##### DATA UNDER STUDY

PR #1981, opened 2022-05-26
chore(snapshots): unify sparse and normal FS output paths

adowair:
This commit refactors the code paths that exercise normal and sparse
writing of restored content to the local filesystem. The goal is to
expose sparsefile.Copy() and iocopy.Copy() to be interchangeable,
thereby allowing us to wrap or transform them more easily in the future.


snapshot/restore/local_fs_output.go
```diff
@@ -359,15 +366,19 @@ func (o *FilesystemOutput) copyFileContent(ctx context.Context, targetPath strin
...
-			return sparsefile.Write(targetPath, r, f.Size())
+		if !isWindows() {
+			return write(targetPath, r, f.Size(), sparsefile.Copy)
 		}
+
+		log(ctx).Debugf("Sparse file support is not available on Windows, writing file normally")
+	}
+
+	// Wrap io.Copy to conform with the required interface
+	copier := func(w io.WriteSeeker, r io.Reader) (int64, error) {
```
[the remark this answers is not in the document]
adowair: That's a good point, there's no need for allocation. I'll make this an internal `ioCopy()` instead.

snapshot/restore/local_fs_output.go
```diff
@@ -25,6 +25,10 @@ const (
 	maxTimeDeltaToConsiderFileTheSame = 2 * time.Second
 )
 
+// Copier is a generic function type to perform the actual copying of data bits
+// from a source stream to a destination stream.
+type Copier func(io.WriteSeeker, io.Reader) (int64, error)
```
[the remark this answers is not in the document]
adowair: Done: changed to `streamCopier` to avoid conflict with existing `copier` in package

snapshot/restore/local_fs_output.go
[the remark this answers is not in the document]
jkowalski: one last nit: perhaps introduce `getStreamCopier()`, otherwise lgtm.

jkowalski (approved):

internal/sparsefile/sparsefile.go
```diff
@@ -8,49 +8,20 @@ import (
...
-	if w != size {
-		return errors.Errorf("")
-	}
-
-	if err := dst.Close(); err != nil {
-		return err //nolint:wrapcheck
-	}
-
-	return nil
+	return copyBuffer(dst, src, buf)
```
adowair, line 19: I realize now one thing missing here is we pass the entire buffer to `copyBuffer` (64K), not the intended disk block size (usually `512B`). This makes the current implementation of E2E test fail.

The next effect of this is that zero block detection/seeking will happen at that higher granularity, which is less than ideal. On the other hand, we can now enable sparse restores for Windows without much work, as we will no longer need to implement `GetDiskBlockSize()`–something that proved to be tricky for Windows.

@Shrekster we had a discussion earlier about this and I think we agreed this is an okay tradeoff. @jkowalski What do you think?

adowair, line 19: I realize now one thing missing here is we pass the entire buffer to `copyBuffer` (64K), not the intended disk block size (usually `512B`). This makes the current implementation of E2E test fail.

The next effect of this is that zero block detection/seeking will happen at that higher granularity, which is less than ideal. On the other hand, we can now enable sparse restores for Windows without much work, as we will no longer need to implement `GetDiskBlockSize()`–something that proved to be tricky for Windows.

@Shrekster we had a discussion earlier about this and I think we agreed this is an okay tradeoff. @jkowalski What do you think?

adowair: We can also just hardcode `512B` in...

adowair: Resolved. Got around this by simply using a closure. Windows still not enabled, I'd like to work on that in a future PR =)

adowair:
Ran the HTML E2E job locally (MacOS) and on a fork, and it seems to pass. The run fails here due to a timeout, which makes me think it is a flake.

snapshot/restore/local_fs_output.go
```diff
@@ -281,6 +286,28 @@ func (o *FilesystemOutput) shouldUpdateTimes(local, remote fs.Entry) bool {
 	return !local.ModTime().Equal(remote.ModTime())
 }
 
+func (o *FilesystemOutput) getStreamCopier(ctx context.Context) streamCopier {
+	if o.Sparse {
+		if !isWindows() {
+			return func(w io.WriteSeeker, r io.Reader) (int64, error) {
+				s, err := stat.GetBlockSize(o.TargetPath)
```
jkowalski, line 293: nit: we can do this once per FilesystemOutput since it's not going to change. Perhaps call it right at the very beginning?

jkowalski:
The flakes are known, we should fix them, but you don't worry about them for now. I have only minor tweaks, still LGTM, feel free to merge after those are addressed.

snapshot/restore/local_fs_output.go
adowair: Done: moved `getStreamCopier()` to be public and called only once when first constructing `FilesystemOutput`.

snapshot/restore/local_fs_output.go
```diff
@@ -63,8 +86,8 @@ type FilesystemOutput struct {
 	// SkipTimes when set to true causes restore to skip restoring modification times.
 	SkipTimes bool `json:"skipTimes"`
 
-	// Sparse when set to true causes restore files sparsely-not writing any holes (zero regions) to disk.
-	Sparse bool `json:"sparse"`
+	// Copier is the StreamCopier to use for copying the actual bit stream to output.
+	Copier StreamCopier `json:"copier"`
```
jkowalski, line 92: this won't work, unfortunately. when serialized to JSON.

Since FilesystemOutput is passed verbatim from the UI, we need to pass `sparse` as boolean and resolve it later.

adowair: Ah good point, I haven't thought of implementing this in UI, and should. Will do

##########

WHAT THE EXERCISE ASKS: Every record here must be output exactly, word for word.

WRITTEN RESPONSE:
PR #1981, opened 2022-05-26
chore(snapshots): unify sparse and normal FS output paths

adowair:
This commit refactors the code paths that exercise normal and sparse
writing of restored content to the local filesystem. The goal is to
expose sparsefile.Copy() and iocopy.Copy() to be interchangeable,
thereby allowing us to wrap or transform them more easily in the future.


snapshot/restore/local_fs_output.go
```diff
@@ -359,15 +366,19 @@ func (o *FilesystemOutput) copyFileContent(ctx context.Context, targetPath strin
...
-			return sparsefile.Write(targetPath, r, f.Size())
+		if !isWindows() {
+			return write(targetPath, r, f.Size(), sparsefile.Copy)
 		}
+
+		log(ctx).Debugf("Sparse file support is not available on Windows, writing file normally")
+	}
+
+	// Wrap io.Copy to conform with the required interface
+	copier := func(w io.WriteSeeker, r io.Reader) (int64, error) {
```
[the remark this answers is not in the document]
adowair: That's a good point, there's no need for allocation. I'll make this an internal `ioCopy()` instead.

snapshot/restore/local_fs_output.go
```diff
@@ -25,6 +25,10 @@ const (
 	maxTimeDeltaToConsiderFileTheSame = 2 * time.Second
 )
 
+// Copier is a generic function type to perform the actual copying of data bits
+// from a source stream to a destination stream.
+type Copier func(io.WriteSeeker, io.Reader) (int64, error)
```
[the remark this answers is not in the document]
adowair: Done: changed to `streamCopier` to avoid conflict with existing `copier` in package

snapshot/restore/local_fs_output.go
[the remark this answers is not in the document]
jkowalski: one last nit: perhaps introduce `getStreamCopier()`, otherwise lgtm.

jkowalski (approved):

internal/sparsefile/sparsefile.go
```diff
@@ -8,49 +8,20 @@ import (
...
-	if w != size {
-		return errors.Errorf("")
-	}
-
-	if err := dst.Close(); err != nil {
-		return err //nolint:wrapcheck
-	}
-
-	return nil
+	return copyBuffer(dst, src, buf)
```
adowair, line 19: I realize now one thing missing here is we pass the entire buffer to `copyBuffer` (64K), not the intended disk block size (usually `512B`). This makes the current implementation of E2E test fail.

The next effect of this is that zero block detection/seeking will happen at that higher granularity, which is less than ideal. On the other hand, we can now enable sparse restores for Windows without much work, as we will no longer need to implement `GetDiskBlockSize()`–something that proved to be tricky for Windows.

@Shrekster we had a discussion earlier about this and I think we agreed this is an okay tradeoff. @jkowalski What do you think?

adowair, line 19: I realize now one thing missing here is we pass the entire buffer to `copyBuffer` (64K), not the intended disk block size (usually `512B`). This makes the current implementation of E2E test fail.

The next effect of this is that zero block detection/seeking will happen at that higher granularity, which is less than ideal. On the other hand, we can now enable sparse restores for Windows without much work, as we will no longer need to implement `GetDiskBlockSize()`–something that proved to be tricky for Windows.

@Shrekster we had a discussion earlier about this and I think we agreed this is an okay tradeoff. @jkowalski What do you think?

adowair: We can also just hardcode `512B` in...

adowair: Resolved. Got around this by simply using a closure. Windows still not enabled, I'd like to work on that in a future PR =)

adowair:
Ran the HTML E2E job locally (MacOS) and on a fork, and it seems to pass. The run fails here due to a timeout, which makes me think it is a flake.

snapshot/restore/local_fs_output.go
```diff
@@ -281,6 +286,28 @@ func (o *FilesystemOutput) shouldUpdateTimes(local, remote fs.Entry) bool {
 	return !local.ModTime().Equal(remote.ModTime())
 }
 
+func (o *FilesystemOutput) getStreamCopier(ctx context.Context) streamCopier {
+	if o.Sparse {
+		if !isWindows() {
+			return func(w io.WriteSeeker, r io.Reader) (int64, error) {
+				s, err := stat.GetBlockSize(o.TargetPath)
```
jkowalski, line 293: nit: we can do this once per FilesystemOutput since it's not going to change. Perhaps call it right at the very beginning?

jkowalski:
The flakes are known, we should fix them, but you don't worry about them for now. I have only minor tweaks, still LGTM, feel free to merge after those are addressed.

snapshot/restore/local_fs_output.go
adowair: Done: moved `getStreamCopier()` to be public and called only once when first constructing `FilesystemOutput`.

snapshot/restore/local_fs_output.go
```diff
@@ -63,8 +86,8 @@ type FilesystemOutput struct {
 	// SkipTimes when set to true causes restore to skip restoring modification times.
 	SkipTimes bool `json:"skipTimes"`
 
-	// Sparse when set to true causes restore files sparsely-not writing any holes (zero regions) to disk.
-	Sparse bool `json:"sparse"`
+	// Copier is the StreamCopier to use for copying the actual bit stream to output.
+	Copier StreamCopier `json:"copier"`
```
jkowalski, line 92: this won't work, unfortunately. when serialized to JSON.

Since FilesystemOutput is passed verbatim from the UI, we need to pass `sparse` as boolean and resolve it later.

adowair: Ah good point, I haven't thought of implementing this in UI, and should. Will do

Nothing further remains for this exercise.